PR #4121, opened 2021-05-18
[ZEPPELIN-5376] Polish server and service package codes of zeppelin-server

cuspymd:
### What is this PR for?
Polish server and service package codes of zeppelin-server
- Delete unused import
- Delete and optimize redundant codes
- Add `final` keyword to some variables that have unchanged reference.

### What type of PR is it?
[Refactoring]

### What is the Jira issue?
* [ZEPPELIN-5376] Polish server and service package codes of zeppelin-server

* CI

### Questions:

### DIFF
--- a/zeppelin-server/src/main/java/org/apache/zeppelin/service/JobManagerService.java
+++ b/zeppelin-server/src/main/java/org/apache/zeppelin/service/JobManagerService.java
@@ -41,9 +41,9 @@ public class JobManagerService {
 
   private static final Logger LOGGER = LoggerFactory.getLogger(JobManagerService.class);
 
-  private Notebook notebook;
-  private AuthorizationService authorizationService;
-  private ZeppelinConfiguration conf;
+  private final Notebook notebook;
+  private final AuthorizationService authorizationService;
+  private final ZeppelinConfiguration conf;
 
   @Inject
   public JobManagerService(Notebook notebook,
@@ -65,9 +65,10 @@ public class JobManagerService {
     Note jobNote = notebook.getNote(noteId);
     if (jobNote == null) {
       callback.onFailure(new IOException("Note " + noteId + " not found"), context);
+    } else {
+      notesJobInfo.add(new NoteJobInfo(jobNote));
+      callback.onSuccess(notesJobInfo, context);
     }
-    notesJobInfo.add(new NoteJobInfo(jobNote));
-    callback.onSuccess(notesJobInfo, context);
     return notesJobInfo;
   }
 
@@ -84,7 +85,7 @@ public class JobManagerService {
 
     List<NoteJobInfo> notesJobInfo = notebook.getNoteStream()
             .filter(note -> authorizationService.isOwner(context.getUserAndRoles(), note.getId()))
-            .map(note -> new NoteJobInfo(note))
+            .map(NoteJobInfo::new)
             .filter(noteJobInfo -> noteJobInfo.unixTimeLastRun > lastUpdateServerUnixTime)
             .collect(Collectors.toList());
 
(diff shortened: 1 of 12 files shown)


zeppelin-server/src/main/java/org/apache/zeppelin/service/NoAuthenticationService.java
```diff
@@ -30,7 +30,7 @@
 import org.slf4j.LoggerFactory;
 
 public class NoAuthenticationService implements AuthenticationService {
-  private static Logger logger = LoggerFactory.getLogger(NoAuthenticationService.class);
+  private static final Logger logger = LoggerFactory.getLogger(NoAuthenticationService.class);
```
zjffdu, line 33: Rename it to be `LOGGER`, this is our convention for static final variables.

zeppelin-server/src/main/java/org/apache/zeppelin/service/ShiroAuthenticationService.java
```diff
@@ -407,8 +407,8 @@ public boolean isAuthenticated() {
     Connection con = null;
     PreparedStatement ps = null;
     ResultSet rs = null;
-    DataSource dataSource = null;
-    String authQuery = "";
+    DataSource dataSource;
+    String authQuery;
```
zjffdu, line 411: Only change these 2 variables ?

zeppelin-server/src/main/java/org/apache/zeppelin/service/NoAuthenticationService.java
cuspymd: In the example in the [Constant names](https://google.github.io/styleguide/javaguide.html#s5.2.4-constant-names) section of the Google java style document, it says that `Logger` is not a constant. Could you check it out again?
> // Not constants
...
static final Logger logger = Logger.getLogger(MyClass.getName());

zeppelin-server/src/main/java/org/apache/zeppelin/service/ShiroAuthenticationService.java
cuspymd: In the case of `con`, `ps`, and `rs` variables, they are used in the `finally` block, so if not initialized, a compilation error occurs.

zeppelin-server/src/main/java/org/apache/zeppelin/service/NoAuthenticationService.java
zjffdu: I think the logger in google java style document refer to `java.util.logging.Logger` which is a class and do has method to change its state (e.g. Logger#config). But what zeppelin use is `org.slf4j.Logger` is an interface which has no method to change its state.

zeppelin-server/src/main/java/org/apache/zeppelin/service/JobManagerService.java
```diff
@@ -65,9 +65,10 @@ public JobManagerService(Notebook notebook,
     Note jobNote = notebook.getNote(noteId);
     if (jobNote == null) {
       callback.onFailure(new IOException("Note " + noteId + " not found"), context);
+    } else {
+      notesJobInfo.add(new NoteJobInfo(jobNote));
+      callback.onSuccess(notesJobInfo, context);
```
Reamer, line 70: This is a change of programme. But it looks good.

zeppelin-server/src/main/java/org/apache/zeppelin/service/NoAuthenticationService.java
cuspymd: I changed it.

zjffdu:
LGTM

__________________________________________________

#### Problem statement:
Whatever appears in the lines above should be copied exactly.

#### Solution to this task:
PR #4121, opened 2021-05-18
[ZEPPELIN-5376] Polish server and service package codes of zeppelin-server

cuspymd:
### What is this PR for?
Polish server and service package codes of zeppelin-server
- Delete unused import
- Delete and optimize redundant codes
- Add `final` keyword to some variables that have unchanged reference.

### What type of PR is it?
[Refactoring]

### What is the Jira issue?
* [ZEPPELIN-5376] Polish server and service package codes of zeppelin-server

* CI

### Questions:

### DIFF
--- a/zeppelin-server/src/main/java/org/apache/zeppelin/service/JobManagerService.java
+++ b/zeppelin-server/src/main/java/org/apache/zeppelin/service/JobManagerService.java
@@ -41,9 +41,9 @@ public class JobManagerService {
 
   private static final Logger LOGGER = LoggerFactory.getLogger(JobManagerService.class);
 
-  private Notebook notebook;
-  private AuthorizationService authorizationService;
-  private ZeppelinConfiguration conf;
+  private final Notebook notebook;
+  private final AuthorizationService authorizationService;
+  private final ZeppelinConfiguration conf;
 
   @Inject
   public JobManagerService(Notebook notebook,
@@ -65,9 +65,10 @@ public class JobManagerService {
     Note jobNote = notebook.getNote(noteId);
     if (jobNote == null) {
       callback.onFailure(new IOException("Note " + noteId + " not found"), context);
+    } else {
+      notesJobInfo.add(new NoteJobInfo(jobNote));
+      callback.onSuccess(notesJobInfo, context);
     }
-    notesJobInfo.add(new NoteJobInfo(jobNote));
-    callback.onSuccess(notesJobInfo, context);
     return notesJobInfo;
   }
 
@@ -84,7 +85,7 @@ public class JobManagerService {
 
     List<NoteJobInfo> notesJobInfo = notebook.getNoteStream()
             .filter(note -> authorizationService.isOwner(context.getUserAndRoles(), note.getId()))
-            .map(note -> new NoteJobInfo(note))
+            .map(NoteJobInfo::new)
             .filter(noteJobInfo -> noteJobInfo.unixTimeLastRun > lastUpdateServerUnixTime)
             .collect(Collectors.toList());
 
(diff shortened: 1 of 12 files shown)


zeppelin-server/src/main/java/org/apache/zeppelin/service/NoAuthenticationService.java
```diff
@@ -30,7 +30,7 @@
 import org.slf4j.LoggerFactory;
 
 public class NoAuthenticationService implements AuthenticationService {
-  private static Logger logger = LoggerFactory.getLogger(NoAuthenticationService.class);
+  private static final Logger logger = LoggerFactory.getLogger(NoAuthenticationService.class);
```
zjffdu, line 33: Rename it to be `LOGGER`, this is our convention for static final variables.

zeppelin-server/src/main/java/org/apache/zeppelin/service/ShiroAuthenticationService.java
```diff
@@ -407,8 +407,8 @@ public boolean isAuthenticated() {
     Connection con = null;
     PreparedStatement ps = null;
     ResultSet rs = null;
-    DataSource dataSource = null;
-    String authQuery = "";
+    DataSource dataSource;
+    String authQuery;
```
zjffdu, line 411: Only change these 2 variables ?

zeppelin-server/src/main/java/org/apache/zeppelin/service/NoAuthenticationService.java
cuspymd: In the example in the [Constant names](https://google.github.io/styleguide/javaguide.html#s5.2.4-constant-names) section of the Google java style document, it says that `Logger` is not a constant. Could you check it out again?
> // Not constants
...
static final Logger logger = Logger.getLogger(MyClass.getName());

zeppelin-server/src/main/java/org/apache/zeppelin/service/ShiroAuthenticationService.java
cuspymd: In the case of `con`, `ps`, and `rs` variables, they are used in the `finally` block, so if not initialized, a compilation error occurs.

zeppelin-server/src/main/java/org/apache/zeppelin/service/NoAuthenticationService.java
zjffdu: I think the logger in google java style document refer to `java.util.logging.Logger` which is a class and do has method to change its state (e.g. Logger#config). But what zeppelin use is `org.slf4j.Logger` is an interface which has no method to change its state.

zeppelin-server/src/main/java/org/apache/zeppelin/service/JobManagerService.java
```diff
@@ -65,9 +65,10 @@ public JobManagerService(Notebook notebook,
     Note jobNote = notebook.getNote(noteId);
     if (jobNote == null) {
       callback.onFailure(new IOException("Note " + noteId + " not found"), context);
+    } else {
+      notesJobInfo.add(new NoteJobInfo(jobNote));
+      callback.onSuccess(notesJobInfo, context);
```
Reamer, line 70: This is a change of programme. But it looks good.

zeppelin-server/src/main/java/org/apache/zeppelin/service/NoAuthenticationService.java
cuspymd: I changed it.

zjffdu:
LGTM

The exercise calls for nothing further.